American Apparel just can’t shake its founder and former chief executive Dov Charney. After firing Charney last June “for cause,” the company has now taken out a restraining order against him. The Delaware Court of Chancery granted the temporary order on Monday, according to a filing, barring Charney from “directly or indirectly seeking the removal of any member of the Company’s board of directors, including by instigating, encouraging, acting in concert with or assisting any third party seeking to do so.” Charney has also been restrained from saying anything negative about American Apparel to the press or any other third party.
Charney, you’ll recall, has quite the scandalous history. Here I’ll quote my colleague Jordan Weissmann, whose description of Charney at the time of his firing in 2014 really can’t be beat:
…the man who sold fashion-forward shoppers on pricey, made-in-the-U.S.A. basics using reliably porny ads, who was known to traipse around his company’s offices in his underwear, who famously pleasured himself in front of a female magazine reporter, who told said reporter, “I’m not saying I want to screw all the girls at work … but if I fall in love at work it’s going to be beautiful and sexual,” who perhaps unsurprisingly faced sexual harassment allegations from former employees, and who eventually saw his brainchild reduced to a penny stock as it bled money and sales while piling on debt.

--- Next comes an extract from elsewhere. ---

Issue #899, opened 2022-09-13
fleaf is sensitive to compiler math imprecisionss


rgknox:
When determining the leaf and stem area profiles, we use an intermediate variable called "fleaf" to parse out total area to the leaves and stems in each layer. See its usage here: https://github.com/NGEET/fates/blob/sci.1.59.5_api.24.1.0/biogeochem/EDCanopyStructureMod.F90#L1710-L1729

Since that time, Charney has refocused his efforts on creating as much chaos for American Apparel’s current management as possible. Earlier this year, Charney assembled 300 former and current American Apparel workers for a secret meeting in Los Angeles, where he appealed to them to reinstate him as CEO. Several days later, some of those American Apparel employees filed two complaints with the National Labor Relations Board alleging that they had been intimidated and banned from interacting with the press. In late March, Charney’s attorney announced that the ousted exec would file a lawsuit against his former company seeking $40 million in damages for breaches of his employment contract. Shortly after that, American Apparel began laying off workers, and leaked internal documents showed that its sales were tumbling, down nearly 11 percent as of March 31.
For a while, American Apparel seemed to think giving Charney the silent treatment would work. “I can’t concern myself with Dov’s agenda,” Paula Schneider, the company’s new CEO, told the New York Times in early April. Clearly, that didn’t work. But a restraining order might do the trick.